Воздух проникал в него, наполнял его.
И на губах от этого легкость и сладость.
Вот что делается на этой земле, я здесь как будто болен.
Он издали видел, как они разговаривали, потом гость остался один. И тогда он пошел к нему по берегу реки.
В мутной воде отражаются белые, мягкие облака. Они проплывают мимо. И небо приоткрытое застенчиво светится. Облака легкие, беззаботные, и, наверное, если вглядеться, то увидишь, как они похожи то на дерево, то… Но он не хотел всматриваться. Облака проплывают в мутной воде, проплывают. И мимо, мимо… Люди танцуют, смеются, мимо…
Гость потрогал подстилку из шершавых сосновых игл, сел на нее.
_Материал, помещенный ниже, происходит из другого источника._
PR #218, opened 2025-04-09
Better naming of shared output files, support more mime types

julien-nc:
When a task output file is shared from the assistant UI, the file extension is guessed from the mimetype. More types are now supported.

For the download endpoint, setting the mimetype correctly in the response headers is enough for browsers to guess the extension in the suggested file name.

### DIFF
--- a/lib/Service/AssistantService.php
+++ b/lib/Service/AssistantService.php
@@ -439,27 +439,16 @@ class AssistantService {
 	 * @throws NotPermittedException
 	 */
 	private function getTargetFileName(File $file): string {
-		$mime = mime_content_type($file->fopen('rb'));
-		$name = $file->getName();
+		$mimeType = mime_content_type($file->fopen('rb'));
+		$fileName = $file->getName();
 
-		$mime2ext = [
-			'image/png' => '.png',
-			'image/jpeg' => '.jpg',
-			'image/webp' => '.webp',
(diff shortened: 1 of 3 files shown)


lib/Service/AssistantService.php
```diff
@@ -441,12 +441,20 @@ public function shareOutputFile(string $userId, int $ocpTaskId, int $fileId): st
...
+			'image/webp' => '.webp',
+			'application/vnd.openxmlformats-officedocument.spreadsheetml.sheet' => '.xlsx',
+			'application/vnd.oasis.opendocument.spreadsheet' => '.ods',
+			'application/vnd.openxmlformats-officedocument.wordprocessingml.document' => '.docx',
+			'application/vnd.oasis.opendocument.text-web' => '.odt',
+			'application/vnd.openxmlformats-officedocument.presentationml.presentation' => '.pptx',
+			'application/vnd.oasis.opendocument.presentation' => '.odp',
+			'application/vnd.oasis.opendocument.graphics' => '.odg',
+		];
+		$ext = $mime2ext[$mime] ?? '';
```
marcelklehr, line 457: Could be nice to use something like this https://github.com/ralouphie/mimey

marcelklehr (approved):

marcelklehr (approved):

PR #253, opened 2025-06-05
Make sure the assistant is mounted after the existing viewer

julien-nc:
We can already know if the assistant should be displayed on top of an existing viewer. The `isInsideViewer` of `openAssistantTask()` and `openAssistantForm()` tells us that.

So instead of asking integrators to specify a mount point for that case, we can automatically mount the assistant at the end of the `<body>`.

The `openAssistantTask()` function has been adjusted to be consistent with `openAssistantTask()`.


juliusknorr:
CI run to see if the failing text test passes again: https://github.com/nextcloud/text/pull/7286

PR #255, opened 2025-06-10
fix: assistant fails to load when text2text disabled but other task exists

lukasdotcom:
Loading spinner will spin forever


julien-nc (approved):
Looks good :+1:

Пятно солнца, дерево и теплый угол избы там, в деревне. Сказывают – был царь, прошел полмира, искал что-то единственное, истинное, а как все просто. Он погладил шершавую кору, к его руке подползла букашка. Человек… Гость знал, как трудно остаться человеком. Не гнуть голову. А тут, у них… Он смотрел на излом реки и понимал, что этот песок долго будет ему сниться. Река тихо бежала к дальним городам.
Какой-то человек подошел, сел на пригорок. Гость нечаянно взглянул на него… и отбросил взгляд -ему не хотелось выходить из тишины. Помолчал, но потом спросил:
– Ты тоже забрел сюда случайно?
Тот пробормотал ему что-то низким, глуховатым голосом.
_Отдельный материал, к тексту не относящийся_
PR #256, opened 2025-06-11
feat: show loading screen in task area only

### LINKED ISSUE #245: Don't block the screen with the loading view
Right now the loading view (EmptyContent) is replacing the entire content of the assistant.
It could just replace the input/output form (the "right side"/"main content" of the sidebar layout).

* The "back to the assistant" button is not needed anymore
* The "Run task in the background and get notified" can stay and be renamed to "Get notified when the task finishes". The icon can be changed to the notification one (the bell outline).
* The "Cancel task" button can stay

The UI flow would be:

* When the selected task's state is scheduled/running, we display the EmptyContent instead of the input/output form
* When the EmptyContent is visible, we poll the task's state
* When switching to another task (click on a task in the left sidebar)
    * we stop polling the task
    * we get the state of the new selected task
    * if the state is scheduled/running, we show the loading view and start polling this task
* When clicking on the "Cancel task" button, stop polling, send the cancel request, load the task state again
* When clicking on the "get notified" button, the icon could change to a full/solid bell

When showing the loading view, there could be one request to the assistant backend to know if a notification has been requested and choose the outline or plain bell icon accordingly.
GET `/api/{apiVersion}/task/{ocpTaskId}/notify`

edward-ly:
Fixes #245. In addition, the task list is automatically updated when a new task is submitted or a running task is canceled, with the submitted task also being automatically selected from the list.


julien-nc (changes requested):
This looks great! A few things to adjust and we're good to go.

The task list item is not updated when the task finishes. Maybe we should fire an event in the event bus after pollTask so the TaskList component can update its internal task object status.
`emit('task-updated', task)`
which would be caught in TaskList and call a method like:
``` js
updateTask(task) {
    const internalTask = this.tasks.find(t => t.id === task.id)
    if (internalTask) {
        internalTask.status = task.status
    }
}
```

edward-ly:
> The task list item is not updated when the task finishes. Maybe we should fire an event in the event bus after pollTask so the TaskList component can update its internal task object status. `emit('task-updated', task)` which would be caught in TaskList and call a method like:
> 
> ```js
> updateTask(task) {
>     const internalTask = this.tasks.find(t => t.id === task.id)
>     if (internalTask) {
>         internalTask.status = task.status
>     }
> }
> ```

Is `emit('task-updated', task)` being called in `assistant.js` when the task finishes or somewhere else? How can the TaskList component listen to an emit from a grandparent?

lib/Service/AssistantService.php
```diff
@@ -153,6 +182,33 @@ public function notifyWhenReady(int $taskId, string $userId): void {
...
+	 * @param int $taskId
+	 * @param string $userId
+	 * @throws Exception
+	 * @throws MultipleObjectsReturnedException
+	 */
+	public function cancelNotifyWhenReady(int $taskId, string $userId): void {
+		try {
+			$task = $this->taskProcessingManager->getTask($taskId);
+		} catch (NotFoundException $e) {
+			// task may already be deleted, nothing to do
```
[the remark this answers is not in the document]
edward-ly: done in https://github.com/nextcloud/assistant/pull/256/commits/c96d434a904ddfa7b84b81394891a84c18cc971f

src/assistant.js
```diff
@@ -154,57 +154,56 @@ export async function openAssistantForm({
...
+						view.selectedTaskId = updatedTask.id
+						lastTask = updatedTask
+						return
+					}
 
-						view.loading = true
-						view.showSyncTaskRunning = true
-						view.progress = null
-						view.expectedRuntime = (updatedTask?.completionExpectedAt - updatedTask?.scheduledAt) || null
+					view.loading = true
```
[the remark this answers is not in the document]
edward-ly: done in https://github.com/nextcloud/assistant/pull/256/commits/e5a341999e75aa34399ea95ee7600a7a19c9f556, thanks for the reminder

lib/Service/AssistantService.php
```diff
@@ -153,6 +182,32 @@ public function notifyWhenReady(int $taskId, string $userId): void {
...
+		try {
+			$task = $this->taskProcessingManager->getTask($taskId);
+		} catch (NotFoundException $e) {
+			// ignore, task may be already deleted, so delete any dangling notifications
+		} catch (TaskProcessingException $e) {
+			$this->logger->debug('Task request error : ' . $e->getMessage());
+			throw new Exception('Internal server error.', Http::STATUS_INTERNAL_SERVER_ERROR);
+		}
+
+		if ($task->getUserId() !== $userId) {
```
julien-nc, line 203: `$task` might notbe defined here.

lib/Service/AssistantService.php
```diff
@@ -153,6 +182,32 @@ public function notifyWhenReady(int $taskId, string $userId): void {
...
+	 * @param int $taskId
+	 * @param string $userId
+	 * @throws Exception
+	 * @throws MultipleObjectsReturnedException
+	 */
+	public function cancelNotifyWhenReady(int $taskId, string $userId): void {
+		try {
+			$task = $this->taskProcessingManager->getTask($taskId);
+		} catch (NotFoundException $e) {
+			// ignore, task may be already deleted, so delete any dangling notifications
```
julien-nc, line 197:
```suggestion
			// ignore, task may be already deleted, so delete any dangling notifications
			$this->taskNotificationMapper->deleteByTaskId($taskId);
			return;
```

src/assistant.js
```diff
@@ -213,19 +219,22 @@ export async function openAssistantForm({
...
+			setNotifyReady(lastTask.id, false).finally(res => {
+				view.isNotifyEnabled = false
+				cancelTask(lastTask.id).then(res => {
+					view.showSyncTaskRunning = false
+					view.loading = false
+					view.selectedTaskId = null
+					lastTask = null
+				})
+			})
 		})
```
julien-nc, line 238:
```suggestion
			setNotifyReady(lastTask.id, false)
			cancelTask(lastTask.id).then(res => {
				view.showSyncTaskRunning = false
				view.loading = false
				view.selectedTaskId = null
				lastTask = null
			})
		})
```

We don't need to wait for setNotifyReady to be done and then cancel the task. We can do the requests concurrently.

julien-nc:
> Another alternative could be instead of declaring the tasks list in the TaskList component data, declare it in assistant.js instead and pass it down to TaskList as a component property.

It's a lot of chaining props to carry the value from assistant.js to TaskList. I would be in favor of using the event bus.

When using this function: `import { emit } from '@nextcloud/event-bus'` you can emit an event+data in the event bus.
You can subscribe to this event anywhere, this is independent from Vue.
In TaskList you can use `import { subscribe } from '@nextcloud/event-bus'` to subscribe to the event. You can do so in the `mounted` function:
`subscribe('task-updated', this.updateTask)`
and you need to unsubscribe when the TaskList component is destroyed, in the `beforeDestroy` block:
`unsubscribe('task-updated', this.updateTask)`

lib/Service/AssistantService.php
edward-ly: In which case, delete the task notification anyway? Adding `$task !== null` might be enough in that case.

edward-ly:
> When using this function: `import { emit } from '@nextcloud/event-bus'` you can emit an event+data in the event bus. You can subscribe to this event anywhere, this is independent from Vue. In TaskList you can use `import { subscribe } from '@nextcloud/event-bus'` to subscribe to the event. You can do so in the `mounted` function: `subscribe('task-updated', this.updateTask)` and you need to unsubscribe when the TaskList component is destroyed, in the `beforeDestroy` block: `unsubscribe('task-updated', this.updateTask)`

done in https://github.com/nextcloud/assistant/pull/256/commits/08c1af13c775787965e0c8334b6826c6adab5767

janepie:
Nice one!
One thing: when I submit a task and then switch tasks, I stay in the loading screen and cannot leave it in any way, even the buttons do not work anymore

edward-ly:
> Nice one! One thing: when I submit a task and then switch task type, I stay in the loading screen and cannot leave it in any way, even the buttons do not work anymore

Good catch, should be fixes in 12ecdad now, mind testing one last time? @janepie @julien-nc

src/assistant.js
```diff
@@ -154,78 +156,89 @@ export async function openAssistantForm({
...
+				}).catch(error => {
+					console.error(error)
+				})
 			}
 		})
 		view.$on('new-task', () => {
 			console.debug('[assistant] new task')
+			cancelTaskPolling()
+			view.showSyncTaskRunning = false
+			view.isNotifyEnabled = false
```
julien-nc, line 223: This is needed in `openAssistantTask()` as well.

julien-nc (approved):
The issue with switching task types while a task is "loading" is fixed when opening the assistant with the menu entry but not when opening it from a notification. See inline comment.

src/assistant.js
edward-ly: Is it possible to create a notification for a task that is still running/scheduled? I thought that shouldn't be the case.

edward-ly:
> I still have the loading spinner, I just made a recording

Ah I see, I fixed the case for when a task from the task list is loaded, but not when switching task types or creating a new task, should be fixed now.

janepie (approved):
Looks good, really nice work!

И гостю захотелось спросить у этого прохожего:
– Я уезжаю отсюда. Ты их видел. Что здесь у них?
– Да, в лесу, в его влажной сырости не то.
Гость продолжал:
– Скажи, может быть, я тоже всю жизнь бежал от чего-то простого и ясного, что было совсем рядом?
Тот пожал плечами.
– А зачем же ты тогда уходишь? Ты бы мог остаться.
– А ты?
Тот вдруг неожиданно поднялся:
– Я пойду, – и быстро скрылся в чаще.
Умение выносить одиночество – это было страшное умение. Его научили ему горящие ветви и лес, лес и лес… Черный, жестокий и мудрый. И встать, когда падаешь, и уметь быть изгоем.
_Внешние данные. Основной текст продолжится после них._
PR #257, opened 2025-06-11
Remove dialog header and duplicate title

marcoambrosini:
If we have enough similar instances we should probably upstream these changes to the NcModal component, and provide a prop to hide the header there.

| Before | After |
|--------|-------|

Его тревожил запах молодых почек. Он неуверенно сделал несколько шагов и отодвинул ветку. В этом лесу было большое тепло. В каждой почке колдовство. Замутило, завело… На поляне стояла девушка. Простая полотняная рубаха просвечивала розоватой теплотой тела. И когда она подняла руки, ветер еще плотнее прижал рубашку к телу. Он задел за ветку… Та хрустнула.
– Ярилка, ты подсматриваешь?
Он быстро прошел через поляну… и исчез. Веснянка не успела его рассмотреть. Почему не ответил? Кто это? Она прислушалась, потом наклонилась к траве, провела по ней ладонями. Собрать росу медвяную, не потерять ни одной ее капли. Опрокинула росу на себя.
И вновь хрустнула ветка. Да кто же это?
Воздух неожиданно стал совсем теплым. Что-то новое появилось в нем. Веснянка пошла между деревьев, наступая на шевелящиеся тени, и неясное предчувствие чего-то очень долгожданного зарождалось в ней. Послышался приглушенный шепот, две тени мелькнули у кустов и быстро исчезли. Она замерла: люди это или лешачихи завлекли молодца, а может, уже вышла первая русалка и зазывает в воду? И смех у нее тревожный, нежный. Зачем она зовет? И что такое есть в ней, отчего многие молодцы не устоят, вот и отец рассказывал.